Data, data, data. That is all we seem to hear about today in healthcare. One of the consequences of the Affordable Care Act has been to ensure that hospitals, physicians, surgeons and nurses are becoming obsessed with data and information to an extent like never before. Looking at information across large data pools, trends can be identified and behaviors that drive the trends can be discovered and, if needed, modified, including robotic surgery, which is one of the areas where there is a lot of analysis occurring.

Robotic surgery is truly a misnomer, as in reality it is a computer-assisted surgery where the computer has been placed between the surgeon and the patient, enhancing the surgeon’s capabilities as compared to other surgical techniques. If the robot was compared to a super hero, its role would be to turn the surgeon into Iron Man whose every day actions are enhanced by the power of computing.

The fact that there is a computer between the surgeon and the patient means that a lot of data can be captured. At their town hall meeting in July 2015, this was specifically noted by the FDA.  In addition, a main focus of that meeting was training and simulation which also is computer-based and captures a lot of information, including a surgeon’s actions which can then be translated into a scoring system.  So what can these scoring systems for robotic surgery training tell us?

If you study surgeons long enough you can identify that some surgeons will be very precise in their motions and other less so. When training new surgeons there are also certain good habits you would like them to develop such as keeping their instruments in view at all times and making sure they do not use too much force or drop things. For these reasons the MScore system, which underpins all the scoring on the dv-Trainer, looks at efficiency and good habit metrics when calculating overall scores.

scoring blog

Typically you should be rewarded for efficiency and penalized for bad habits

When Mimic initially developed the MScore system it was calculated as a percentage-based scoring system. The scores were based on the weighted average of all individual metrics as compared to an expert base line.  While this provided a simple and easy way to display the score it may not have been the best in helping an individual focus on specific areas of improvement.  A high percentage in one area could compensate for a low percentage in another area while still producing an acceptable overall percentage. Mimic refers to this as the classic scoring system.

After being challenged by educators, Mimic decided to take inspiration from FLS and develop what it now refers to as its proficiency-based scoring system.

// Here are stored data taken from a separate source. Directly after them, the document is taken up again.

PR #1912, opened 2024-06-14
Improve solacc script

ericvergnaud:
## Changes
Improve solacc script as follows:
 - skip malformed files
 - record list of unparseable files
 - allow linting just 1 file

### Linked issues
Progresses #1901 

### Functionality 
- [ ] modified existing command: `make solacc`

### Tests
- [x] manually tested

### DIFF
--- a/tests/integration/source_code/solacc.py
+++ b/tests/integration/source_code/solacc.py
@@ -85,7 +85,9 @@ def lint_all(file_to_lint: str | None):
                     f.write(file.relative_to(dist).as_posix())
                     f.write("\n")
     parseable_pct = int(parseable / len(all_files) * 100)
-    logger.info(f"Skipped: {len(skipped or [])}, parseable: {parseable_pct}% ({parseable}/{len(all_files)}), missing imports: {missing_imports}")
+    logger.info(
+        f"Skipped: {len(skipped or [])}, parseable: {parseable_pct}% ({parseable}/{len(all_files)}), missing imports: {missing_imports}"
+    )
     if parseable_pct < 100:
         sys.exit(1)
 
@@ -104,4 +106,3 @@ def main(args: list[str]):
 
 if __name__ == "__main__":
     main(sys.argv)
-
--- a/tests/integration/source_code/solacc.py
+++ b/tests/integration/source_code/solacc.py
@@ -45,8 +45,29 @@ def clone_all():
         run_command(f'git clone {url} {dst}')
 
 
+def lint_one(file: Path, ctx: LocalCheckoutContext, unparsed: Path | None) -> tuple[int, int]:
+    try:
+        missing_imports = 0
+        for located_advice in ctx.local_code_linter.lint_path(file):
+            if located_advice.advice.code == 'import-not-found':
+                missing_imports += 1
+            message = located_advice.message_relative_to(dist.parent, default=file)
+            sys.stdout.write(f"{message}\n")
+        return missing_imports, 1
+    except Exception as e:  # pylint: disable=broad-except
+        # here we're most likely catching astroid & sqlglot errors
+        if unparsed is None:  # linting single file, log exception detqils
+            logger.error(f"Error during parsing of {file}: {e}".replace("\n", " "), exc_info=e)
+        else:
+            logger.error(f"Error during parsing of {file}: {e}".replace("\n", " "))
+            # populate solacc-unparsed.txt
+            with unparsed.open(mode="a", encoding="utf-8") as f:
+                f.write(file.relative_to(dist).as_posix())
+                f.write("\n")
+        return 0, 0
+
+
 def lint_all(file_to_lint: str | None):
-    # pylint: disable=too-many-nested-blocks
     ws = WorkspaceClient(host='...', token='...')
     ctx = LocalCheckoutContext(ws).replace(
         linter_context_factory=lambda session_state: LinterContext(MigrationIndex([]), session_state)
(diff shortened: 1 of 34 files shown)


tests/integration/source_code/solacc.py
```diff
@@ -44,16 +45,27 @@ def clone_all():
...
     parseable = 0
     missing_imports = 0
-    all_files = list(dist.glob('**/*.py'))
+    all_files = list(dist.glob('**/*.py')) if file_to_lint is None else [Path(dist, file_to_lint)]
+    if file_to_lint is None:
+        unparsed = Path(Path(__file__).parent, "solacc-unparsed.txt")
+        if unparsed.exists():
+            os.remove(unparsed)
+    skipped: set[str] | None = None
+    malformed = Path(Path(__file__).parent, "solacc-malformed.txt")
```
asnare, line 62:
```suggestion
    malformed = Path(__file__).parent / "solacc-malformed.txt"
```

tests/integration/source_code/solacc.py
```diff
@@ -63,17 +75,34 @@ def lint_all():
             parseable += 1
         except Exception as e:  # pylint: disable=broad-except
             # here we're most likely catching astroid & sqlglot errors
-            logger.error(f"Error during parsing of {file}: {e}".replace("\n", " "), exc_info=e)
+            if file_to_lint:
+                logger.error(f"Error during parsing of {file}: {e}".replace("\n", " "), exc_info=e)
+            else:
+                logger.error(f"Error during parsing of {file}: {e}".replace("\n", " "))
```
asnare, line 81: Why are these branches needed? 🤔

I think here we can also use `logger.exception()` which will automatically include the exception stack trace, etc?

tests/integration/source_code/solacc.py
```diff
@@ -44,16 +45,27 @@ def clone_all():
...
         linter_context_factory=lambda session_state: LinterContext(MigrationIndex([]), session_state)
     )
     parseable = 0
     missing_imports = 0
-    all_files = list(dist.glob('**/*.py'))
+    all_files = list(dist.glob('**/*.py')) if file_to_lint is None else [Path(dist, file_to_lint)]
+    if file_to_lint is None:
+        unparsed = Path(Path(__file__).parent, "solacc-unparsed.txt")
+        if unparsed.exists():
+            os.remove(unparsed)
```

Like the classic scoring system the revised MScore system is based on expert user benchmarks, however, proficiency is measured as being within one standard deviation of the mean score of those experts.  As an example, if five surgeons’ results have been pooled to produce the benchmark you have to perform better than at least one of these surgeons in order for you to pass. Instead of the overall result being a combination of the scores you have to become proficient at each individual metric before you can pass. The example below shows an individual who has passed on all other areas but failed in the area of blood loss. The number shown is a weighted addition of all the metrics together. The user would have likely passed in a percentage-based system as their superior scores in all the other metrics would have been compensated for their lower score in blood loss.

scoring comparison

The other difference between the classic scoring system and the proficiency-based scoring system is that you can set proficiency thresholds. In FLS for example, for students to pass they need to complete the same exercise twice consecutively and ten times non-consecutively. The same principal has been introduced into MScore and defaults to two consecutive and five non-consecutive passes, though this can be modified by the end user.

Mimic realized early on that they did not have all the answers and therefore ensured that the scoring system was developed with an open architecture approach.  Expert level benchmarks can be input from peer reviewed literature as well as from scores posted by surgeons within specific institutions. Weighting and proficiency levels can modified to meet specific needs. However curriculum and benchmarks such as the Morristown protocol are often used and have been implemented across many systems.

Overall, both the classic scoring system and the proficiency scoring system are helping surgeons improve their performance which is a good thing, noting that it will probably take someone longer to pass a proficiency-based curriculum than a percentage based one. In some instances this data is being used a part of annual certification programs but that will be the subject of another blog post, another day.